Urban Jörg, Soulard Alexandre, Huber Alexandre, Lippman Soyeon, Mukhopadhyay Debdyuti, Deloche Olivier, Wanke Valeria, Anrather Dorothea, Ammerer Gustav, Riezman Howard, Broach James R, De Virgilio Claudio, Hall Michael N, Loewith Robbie
Department of Molecular Biology, University of Geneva, Geneva, CH-1211, Switzerland.
Mol Cell. 2007 Jun 8;26(5):663-74. doi: 10.1016/j.molcel.2007.04.020.

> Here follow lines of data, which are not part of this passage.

PR #400, opened 2026-07-06
Deploy: --restart=unless-stopped for server/client containers

### LINKED ISSUE #393: Deploy: use --restart=unless-stopped for server/client containers (survive host reboots)
**Priority: HIGH (quick win)** · Area: deploy / kit template

## Problem
The kit-generation template launches both the server and client containers with `--restart=on-failure:5`:
- `docker_config/master_template.yml:1013` (server)
- `docker_config/master_template.yml:1093` (client)

A **host reboot is not a container "failure"**, so `on-failure` does not bring the container back — it stays stopped. This is the **exact root cause of the 2026-07-05 weekend outage**: the Cosmos host auto-rebooted (unattended-upgrades) and the FL server never restarted, so the swarm was dead until manually recovered with `docker update --restart always`. The same applies to every site's client.

This template is the authoritative one — the build copies it over the fork's copy at `docker_config/Dockerfile_ODELIA:267`.

## Fix
- [ ] Change `--restart=on-failure:5` → `--restart=unless-stopped` at `master_template.yml:1013` (server) and `:1093` (client). (`unless-stopped` restarts on reboot but respects a deliberate `docker stop`; `always` also works but restarts even after intentional stops.)
- [ ] Rebuild the image and regenerate startup kits so new kits carry the policy.
- [ ] Update operator docs (`assets/readme/README.operator.md`, `docs/ROLLOUT_v1.5.0.md`) to drop the manual `docker update --restart always` step.
- [ ] Note in the changelog that existing/deployed containers still need a one-time `docker update --restart unless-stopped` (policy change only applies to newly-created containers).

## Verification
- [ ] On a test host, start a kit container, `sudo reboot`, and confirm the container is `Up` automatically afterward.
- [ ] `docker inspect -f '{{.HostConfig.RestartPolicy.Name}}' <container>` reports `unless-stopped`.

Ultimate-Storm:
Closes #393.

Changes `--restart=on-failure:5` -> `--restart=unless-stopped` for both the server (master_template.yml:1093) and client (:1013), so containers auto-restart after a host reboot — the root cause of the 2026-07-05 outage (on-failure does not survive a reboot). Updates the ROLLOUT runbook.

**Verification:** YAML parses. Takes effect on newly-built kits; existing containers need a one-time `docker update --restart unless-stopped`. A reboot smoke-test is deferred to the build/deploy window (Cosmos/dl occupied by STAMP eval).

### DIFF
--- a/docker_config/master_template.yml
+++ b/docker_config/master_template.yml
@@ -1010,7 +1010,7 @@ docker_cln_sh: |
 
   elif [ -n "$START_CLIENT" ]; then
       _start_live_sync swarm
-      docker run -d -t --restart=on-failure:5 \
+      docker run -d -t --restart=unless-stopped \
       --health-cmd="nvidia-smi > /dev/null 2>&1 || exit 1" \
       --health-interval=120s --health-start-period=180s --health-retries=3 \
       $DOCKER_OPTIONS $ENV_VARS --env TRAINING_MODE=swarm $DOCKER_IMAGE \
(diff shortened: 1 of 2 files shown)


oleschwen (approved):
looks good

The Target of Rapamycin (TOR) protein is a Ser/Thr kinase that functions in two distinct multiprotein complexes: TORC1 and TORC2. These conserved complexes regulate many different aspects of cell growth in response to intracellular and extracellular cues. Here we report that the AGC kinase Sch9 is a substrate of yeast TORC1. Six amino acids in the C terminus of Sch9 are directly phosphorylated by TORC1. Phosphorylation of these residues is lost upon rapamycin treatment as well as carbon or nitrogen starvation and transiently reduced following application of osmotic, oxidative, or thermal stress. TORC1-dependent phosphorylation is required for Sch9 activity, and replacement of residues phosphorylated by TORC1 with Asp/Glu renders Sch9 activity TORC1 independent. Sch9 is required for TORC1 to properly regulate ribosome biogenesis, translation initiation, and entry into G0 phase, but not expression of Gln3-dependent genes. Our results suggest that Sch9 functions analogously to the mammalian TORC1 substrate S6K1 rather than the mTORC2 substrate PKB/Akt.
雷帕霉素靶蛋白(TOR)是一种丝氨酸/苏氨酸激酶,在两种不同的多蛋白复合物中发挥作用:TORC1和TORC2。这些保守的复合物响应细胞内和细胞外信号,调节细胞生长的许多不同方面。在此,我们报告AGC激酶Sch9是酵母TORC1的一个底物。Sch9 C末端的六个氨基酸被TORC1直接磷酸化。这些残基的磷酸化在雷帕霉素处理以及碳或氮饥饿时消失,并在施加渗透压、氧化或热应激后短暂降低。Sch9的活性需要TORC1依赖性磷酸化,用天冬氨酸/谷氨酸取代被TORC1磷酸化的残基会使Sch9的活性不依赖于TORC1。TORC1要正确调节核糖体生物发生、翻译起始和进入G0期需要Sch9,但对Gln3依赖性基因的表达则不需要。我们的结果表明,Sch9的功能类似于哺乳动物TORC1底物S6K1,而不是mTORC2底物PKB/Akt。